BEGIN
PR #2223, opened 2023-01-26
[glsl] Inject default `gl_PointSize = 1.0` in vertex shaders if `FORCE_POINT_SIZE` option was set

REASY:
### Write `gl_PointSize = 1.0;` in case of vertex shader and set writer flag `FORCE_POINT_SIZE` 

According to https://registry.khronos.org/OpenGL/specs/es/3.2/GLSL_ES_Specification_3.20.html#built-in-language-variables
> The variable gl_PointSize is intended for a shader to write the size of the point to be rasterized. It is measured in pixels. If gl_PointSize is not written to, its value is undefined in subsequent pipe stages.

This is the first part of the changes to address https://github.com/gfx-rs/wgpu/issues/3179

### DIFF
--- a/src/back/glsl/mod.rs
+++ b/src/back/glsl/mod.rs
@@ -2023,17 +2023,10 @@ impl<'a, W: Write> Writer<'a, W> {
                                                         /* > We agreed that gl_ClipDistance and gl_CullDistance, and related language,
                                                             should not appear in the ESSL spec since it's not part of OpenGL ES 3.2.
                                                         */
-                                                        if let Version::Embedded {
-                                                            version,
-                                                            is_webgl: _,
-                                                        } = self.options.version
-                                                        {
-                                                            if version <= 320 {
-                                                                log::warn!(
+                                                        log::warn!(
                                                             "{:?} is not part of OpenGL ES <= 3.2",
-                                                            builtin);
-                                                            }
-                                                        }
+                                                            builtin
+                                                        );
                                                         continue;
                                                     }
                                                 }
--- a/src/back/glsl/mod.rs
+++ b/src/back/glsl/mod.rs
@@ -2019,6 +2019,21 @@ impl<'a, W: Write> Writer<'a, W> {
                                                 crate::BuiltIn::ClipDistance
                                                 | crate::BuiltIn::CullDistance => {
                                                     if self.options.version.is_es() {
+                                                        // According to https://github.com/KhronosGroup/GLSL/issues/132
+                                                        /* > We agreed that gl_ClipDistance and gl_CullDistance, and related language,
+                                                            should not appear in the ESSL spec since it's not part of OpenGL ES 3.2.
+                                                        */
+                                                        if let Version::Embedded {
+                                                            version,
+                                                            is_webgl: _,
+                                                        } = self.options.version
+                                                        {
+                                                            if version <= 320 {
+                                                                log::warn!(
+                                                            "{:?} is not part of OpenGL ES <= 3.2",
+                                                            builtin);
+                                                            }
+                                                        }
                                                         continue;
                                                     }
                                                 }
@@ -2087,7 +2102,7 @@ impl<'a, W: Write> Writer<'a, W> {
                                 .contains(WriterFlags::FORCE_POINT_SIZE)
                             && !has_point_size
                         {
-                            writeln!(self.out, "gl_PointSize = 1.0;",)?;
+                            writeln!(self.out, "gl_PointSize = 1.0;")?;
                             write!(self.out, "{level}")?;
                         }
                         writeln!(self.out, "return;")?;
--- a/src/back/glsl/mod.rs
+++ b/src/back/glsl/mod.rs
@@ -218,6 +218,13 @@ bitflags::bitflags! {
         /// global variables that are not used in the specified entrypoint (including indirect use),
         /// all constant declarations, and functions that use excluded global variables.
         const INCLUDE_UNUSED_ITEMS = 0x4;
+        /// Emit `PointSize` output builtin to vertex shaders, which is
+        /// required for drawing with `PointList` topology.
+        ///
+        /// https://registry.khronos.org/OpenGL/specs/es/3.2/GLSL_ES_Specification_3.20.html#built-in-language-variables
+        /// The variable gl_PointSize is intended for a shader to write the size of the point to be rasterized. It is measured in pixels.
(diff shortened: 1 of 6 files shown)


teoxoy (changes requested):
I think this needs to be implemented in the same way it is for the spv backend.

https://github.com/gfx-rs/naga/blob/c7d02151f08d6285683795289b5725b827d836d1/src/back/spv/writer.rs#L524-L526

- rename `allow_point_size` to `force_point_size`
- check if we already have (and wrote/will write) the `BuiltIn::PointSize`

JCapucho:
It would also help to include a comment in the code explaining this for future reference with a mention of the section of where it happens in the specification (for glsl ES 3.1 this is in section 7.1.1)

src/back/glsl/mod.rs
```diff
@@ -2006,10 +2014,11 @@ impl<'a, W: Write> Writer<'a, W> {
                                         if let Some(crate::Binding::BuiltIn(builtin)) =
                                             member.binding
                                         {
+                                            has_point_size |= builtin == crate::BuiltIn::PointSize;
+
                                             match builtin {
                                                 crate::BuiltIn::ClipDistance
-                                                | crate::BuiltIn::CullDistance
-                                                | crate::BuiltIn::PointSize => {
```
REASY, line 2012: @teoxoy I removed `BuiltIn::PointSize` from the list to let it write that built-in. But I'm not sure it is going to work. Could you provide some context or example of input that will trigger this code to execute? I can then debug and get better understanding.

src/back/glsl/mod.rs
```diff
@@ -2057,20 +2066,30 @@ impl<'a, W: Write> Writer<'a, W> {
                             }
                         }
 
-                        if let back::FunctionType::EntryPoint(ep_index) = ctx.ty {
```
REASY, line 2060: We're already in EntryPoint, no need to pattern match again

src/back/glsl/mod.rs
teoxoy: I think it should be fine since `gl_PointSize` is available in gles (see https://docs.gl/), the others are not.

src/back/glsl/mod.rs
```diff
@@ -2005,10 +2013,11 @@ impl<'a, W: Write> Writer<'a, W> {
                                         if let Some(crate::Binding::BuiltIn(builtin)) =
                                             member.binding
                                         {
+                                            has_point_size |= builtin == crate::BuiltIn::PointSize;
```
teoxoy, line 2016: We also need this if the output is not a struct.

src/back/glsl/mod.rs
```diff
@@ -2056,20 +2065,30 @@ impl<'a, W: Write> Writer<'a, W> {
...
+                        }
+
+                        if is_vertex_stage
+                            && self
+                                .options
+                                .writer_flags
+                                .contains(WriterFlags::FORCE_POINT_SIZE)
+                            && !has_point_size
+                        {
+                            writeln!(self.out, "gl_PointSize = 1.0;",)?;
```
REASY, line 2090: I do not see unit tests to easily test this. What would be suggested way to test the changes?

src/back/glsl/mod.rs
teoxoy: It might be worth turning this into an error instead of silently ignoring them, but that could be another PR.

src/back/glsl/mod.rs
teoxoy: Find an appropriate snapshot file or create a new one and set `writer_flags` like so:

https://github.com/gfx-rs/naga/blob/c7d02151f08d6285683795289b5725b827d836d1/tests/in/interpolate.param.ron#L11

src/back/glsl/mod.rs
REASY: @teoxoy ClipDistance and CullDistance are mentioned in https://registry.khronos.org/OpenGL/specs/es/3.2/GLSL_ES_Specification_3.20.htm in 14.2.5. Mapping Variables. What is the reason it is skipped in case of ES in the code?

image

teoxoy: Ah, I see. We need to check for a gles version >= 3.2 then. I think the check was incomplete since WebGL is based on gles 3.0 and most people using the backend target WebGL.

REASY: @teoxoy just found this https://github.com/KhronosGroup/GLSL/issues/132, so added warning log in case of use `ClipDistance` and `CullDistance` in unsupported version

teoxoy: I see, so the GLSL ES spec is wrong here and no gles version supports them.

src/back/glsl/mod.rs
```diff
@@ -2005,11 +2013,27 @@ impl<'a, W: Write> Writer<'a, W> {
...
+                                                            version,
+                                                            is_webgl: _,
+                                                        } = self.options.version
+                                                        {
+                                                            if version <= 320 {
+                                                                log::warn!(
+                                                            "{:?} is not part of OpenGL ES <= 3.2",
+                                                            builtin);
+                                                            }
+                                                        }
```
teoxoy, line 2036: I think we should log the warning regardless of version since we found out that no gles version supports those.

src/back/glsl/mod.rs
```diff
@@ -2005,11 +2013,20 @@ impl<'a, W: Write> Writer<'a, W> {
...
+                                                | crate::BuiltIn::CullDistance => {
                                                     if self.options.version.is_es() {
+                                                        // According to https://github.com/KhronosGroup/GLSL/issues/132
+                                                        /* > We agreed that gl_ClipDistance and gl_CullDistance, and related language,
+                                                            should not appear in the ESSL spec since it's not part of OpenGL ES 3.2.
+                                                        */
+                                                        log::warn!(
+                                                            "{:?} is not part of OpenGL ES <= 3.2",
+                                                            builtin
+                                                        );
```
teoxoy, line 2029:
```suggestion
                                                        // Note that gl_ClipDistance and gl_CullDistance are listed in the GLSL ES 3.2 spec but shouldn't
                                                        // See https://github.com/KhronosGroup/GLSL/issues/132#issuecomment-685818465
                                                        log::warn!(
                                                            "{:?} is not part of GLSL ES",
                                                            builtin
                                                        );
```

teoxoy (approved):
LGTM, thanks!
END
Problem details:
What lines in the data above contain the word "case"? Copy them all.

Solution to this problem:
### Write `gl_PointSize = 1.0;` in case of vertex shader and set writer flag `FORCE_POINT_SIZE` 
REASY: @teoxoy ClipDistance and CullDistance are mentioned in https://registry.khronos.org/OpenGL/specs/es/3.2/GLSL_ES_Specification_3.20.htm in 14.2.5. Mapping Variables. What is the reason it is skipped in case of ES in the code?
REASY: @teoxoy just found this https://github.com/KhronosGroup/GLSL/issues/132, so added warning log in case of use `ClipDistance` and `CullDistance` in unsupported version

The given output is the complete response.